Die Interessenlage aber ist auch so klar: Die SPD will Feld loswerden. Er gilt wahlweise als FDP-Mann, weil er seinerzeit vom FDP-Wirtschaftsminister Brüderle nominiert worden war, oder als CDU-Mann, weil er häufiger Gast in deren Wirtschaftsbeirat war. Dabei ist Feld in keiner Partei, dabei war er sogar mal Sozialdemokrat. Er stammt mütterlicherseits aus einer tiefroten Familie, ein Urgroßvater war Mitbegründer der Sozialdemokratie im Saarland. Nach einer wissenschaftlichen Station in der Schweiz trat Feld aus der SPD aus, weil er, geprägt von der unmittelbaren Demokratie im Nachbarland, die Dominanz der Parteien in allen Strukturen kritisch sieht.

Er ist halt kein Linker

Wirtschaftspolitisch ist der Professor eher konservativ, das stimmt schon, wenn diese Kategorien heute überhaupt noch gelten. Er ist relativ strikt in der Arbeitsmarktpolitik, findet Schröders Hartz-Reformen nach wie vor richtig, von denen sich die SPD aber zunehmend distanziert, und er ist auch weiterhin gegen den Mindestlohn, den die SPD durchgesetzt hat. Einerseits. Andererseits ist er immer bereit, im Interesse der europäischen Einigung deutsche Grundsatzpositionen zur Disposition zu stellen, und in der Corona-Krise hatte er keine Einwände gegen die massive Neuverschuldung des Staates, will diese allerdings jetzt nach und nach zurückfahren. Aber er ist halt kein Linker, nicht so ein Gewerkschaftsversteher, wie ihn die Sozialdemokraten mögen.

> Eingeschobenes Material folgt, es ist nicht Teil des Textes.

PR #6, opened 2021-05-07
Don't delete node pools for imported clusters

cmurphy:
Also fix examples for imported clusters.

### DIFF
--- a/controller/aks-cluster-config-handler.go
+++ b/controller/aks-cluster-config-handler.go
@@ -622,58 +622,60 @@ func (h *Handler) updateUpstreamClusterState(ctx context.Context, secretsCache w
 		}
 	}
 
-	agentPoolClient, err := aks.NewAgentPoolClient(credentials)
-	if err != nil {
-		return config, err
-	}
-
-	downstreamNodePools, err := utils.BuildNodePoolMap(config.Spec.NodePools, config.Spec.ClusterName)
-	if err != nil {
-		return config, err
-	}
-
-	// check for updated NodePools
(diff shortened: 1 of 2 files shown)


controller/aks-cluster-config-handler.go
```diff
@@ -627,53 +627,55 @@ func (h *Handler) updateUpstreamClusterState(ctx context.Context, secretsCache w
 		return config, err
 	}
 
-	downstreamNodePools, err := utils.BuildNodePoolMap(config.Spec.NodePools, config.Spec.ClusterName)
-	if err != nil {
-		return config, err
-	}
+	if config.Spec.NodePools != nil {
```
thedadams, line 630: nit: put the `aks.NewAgentPoolClient` call above in this if-block because it isn't needed otherwise.

thedadams (dismissed):

thedadams (approved):

rmweir (commented):
To clarify this is more, don't delete node pools if nodepools field is not managed, correct? So if you do have an imported cluster but you've edited the nodepools then upstream node pool not included in spec will be deleted? If this all is correct then LGTM.

cmurphy:
> To clarify this is more, don't delete node pools if nodepools field is not managed, correct?

Yes, that's correct.

cbron (approved):

cbron:
@cmurphy can you add an issue to this PR

cmurphy:
Issue: https://github.com/rancher/rancher/issues/32734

Weil die Unionsspitze sich nicht für Feld verkämpfen wollte, ist er vom 1. März an wieder "ein freier Mann", wie er sagt. Nach zehn Jahren im Sachverständigenrat gehen zu müssen, ist zwar nicht ehrenrührig - eine dritte Amtszeit ist möglich, aber selten -, trotzdem wäre er gerne geblieben. Der alte Spruch, dass die Politik sich nicht um Expertenmeinungen schert und deren Gutachten regelmäßig nach dem Prinzip "Gelesen, gelacht, gelocht" wegsortiert, ist ja widerlegt. Plötzlich ist der Rat der Wissenschaft gesucht: Erst der der Virologen, neuerdings auch der der Ökonomen. Nur ist Feld da nun wieder nur einer unter vielen.